Dare to Dream Assessment Grants of $1,500 were awarded to:

• A2Cribs, a large-scale lease aggregator providing a database of rental listings for college students.

• Focus, the digital personal trainer integrated into a wristwatch-like device.

• Reveneyes, a Web-based software platform that gives health care providers a single, concise, near-real-time view of profitability for each patient visit.

• RippleSense, a mobile-augmented reality platform that helps tourists explore places through instant information, stories and memories of others, making the interaction between people and environment more personal and intimate.

In the past decade, more than 2,000 students have participated in the Zell Lurie Institute's Michigan Business Challenge and Dare to Dream competitions, which have awarded more than $1.5 million during that time.

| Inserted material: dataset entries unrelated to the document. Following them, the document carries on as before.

PR #303, opened 2015-05-27
allow to skip rpm imports with `cephdeploy.conf`

alfredodeza:
Setting a default flag in `cephdeploy.conf` flag should work, except that for this specific case, where a boolean flag was needed (vs. a flag with a value) it was not getting parsed correctly.

This PR addresses this problem and documents the example that was needed for the related issue.

Reference ticket: https://bugzilla.redhat.com/show_bug.cgi?id=1219310

### DIFF
--- a/ceph_deploy/conf/cephdeploy.py
+++ b/ceph_deploy/conf/cephdeploy.py
@@ -101,6 +101,7 @@ def set_overrides(args, _conf=None):
     subcommand = args.func.__name__
     command_section = 'ceph-deploy-%s' % subcommand
     conf = _conf or load()
+
     for section_name in conf.sections():
         if section_name in ['ceph-deploy-global', command_section]:
             override_subcommand(
@@ -121,8 +122,22 @@ def override_subcommand(section_name, section_items, args):
     """
     # XXX We are not coercing here any int-like values, so if ArgParse
     # does that in the CLI we are totally non-compliant with that expectation
+    # but we will try and infer a few boolean values
+
+    # acceptable boolean states for flags
+    _boolean_states = {'yes': True, 'true': True, 'on': True,
+                       'no': False, 'false': False, 'off': False}
+
     for k, v, in section_items:
-        setattr(args, k, v)
+        # get the lower case value of `v`, fallback to the booleanized
+        # (original) value of `v`
+        try:
+            normalized_value = v.lower()
+        except AttributeError:
+            # probably not a string object that has .lower
+            normalized_value = v
+        value = _boolean_states.get(normalized_value, v)
+        setattr(args, k, value)
     return args
 
 
--- a/ceph_deploy/tests/unit/test_conf.py
+++ b/ceph_deploy/tests/unit/test_conf.py
@@ -1,5 +1,6 @@
 from cStringIO import StringIO
 from textwrap import dedent
+import pytest
 from mock import Mock, patch
 from ceph_deploy import conf
 from ceph_deploy.tests import fakes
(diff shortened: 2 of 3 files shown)


ktdreyer:
very cool, thanks!

ceph_deploy/conf/cephdeploy.py
```diff
@@ -121,8 +122,23 @@ def override_subcommand(section_name, section_items, args):
     """
     # XXX We are not coercing here any int-like values, so if ArgParse
     # does that in the CLI we are totally non-compliant with that expectation
+    # but we will try and inferr a few boolean values
```
trhoden: s/inferr/infer

ceph_deploy/tests/unit/test_conf.py
```diff
@@ -167,3 +172,21 @@ def test_override_foo_section(self):
         self.conf.items = Mock(return_value=(('bar', 1),))
         arg_obj = conf.cephdeploy.set_overrides(self.args, self.conf)
         assert arg_obj.bar == 1
+
+    @pytest.mark.parametrize('value', truthy_values)
+    def test_override_truthy_values(self, value):
+        self.conf.sections = Mock(
+            return_value=['ceph-deploy-global', 'ceph-deploy-install']
+        )
+        self.conf.items = Mock(return_value=(('bar', 'on'),))
```
trhoden: s/'on'/value

alfredodeza: just fixed! thanks for catching that

trhoden:
@alfredodeza Cool - this seems like a much-needed addition. Thanks!

I think a big part of this ticket is unclear how to address.  It certainly has a packaging component to it.  Basically, we would want someone who yum or apt-get install's ceph-deploy to get a default config file out of the box.  That default file needs to be a separate file in git, so that we can include it in the package, but also so that downstream packages can patch it.

Right now, ceph-deploy automatically writes out a .cephdeploy.conf file in a users $HOME if one is not found, based on the template in https://github.com/ceph/ceph-deploy/blob/master/ceph_deploy/conf/cephdeploy.py.  It looks for a config file in the CWD, then in $HOME.

I know there are a lot of historical reasons for this.  I think we might need to take a different approach, however.

If we ship a default config file in a package, it really should be at a place like /etc/cephdeploy/cephdeploy.conf, and owned by the package.  We could then allow users to *override* things in the main file with a .cephdeploy.conf file in their ~, but they need to be additive, not one replacing the other (IMO).

I think looking for a config file in the CWD is problematic, but such a change would have implications.  I kind of felt a config file revamp like this might warrant a 1.6.0 release, because it would break some backwards compatibility.

To wrap up, I think we want to take a lot of the info that is in code right now and move into the config file to shipped with packages.  What I am not sure, however, is how we approach users who install through PyPI.  If not installing with a package, what is the best way to make sure the user has a valid config file?  default values in the code? (seems at odds with the goals of this, but also makes the most sense) Having ceph-deploy maintain writing out a new .cephdeploy.conf to $HOME if it doesn't find one? (Doesn't seem much different than default values actually).

I'm not sure what is the normal practice here when packages and PyPI may compete, and PyPI installs may not include all the same files/locations as an OS package.  I suppose maybe there is a third location where a file could exist, such that PyPI installs can use it (and it works in a virtualenv?).  I'm just talking out loud with the last parts here...

alfredodeza:
I think we can discuss and address the issues you note separately from these changes, as we are only allowing something that should've worked (it didn't) to actually work correctly.

Regardless if we end up providing a way for a packager to include (or not) configuration files. We will still need these changes.

trhoden:
@alfredodeza Fully agreed.  Just wanted to re-iterate the long term goal. Perhaps the wrong forum.  :)  This looks good to me once the small typo is fixed.

trhoden:
:+1:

U-M's first business plan competition was established in 1984 by business school alum Millard Pryor to encourage and identify the most promising student-led businesses. In 1995 it became known as the Pryor-Hale Business Plan Competition and was renamed the Michigan Business Challenge in 2005.

The grand prize of the event remains the Pryor-Hale Award for Best Business in honor of the individuals and families who initiated the original competition.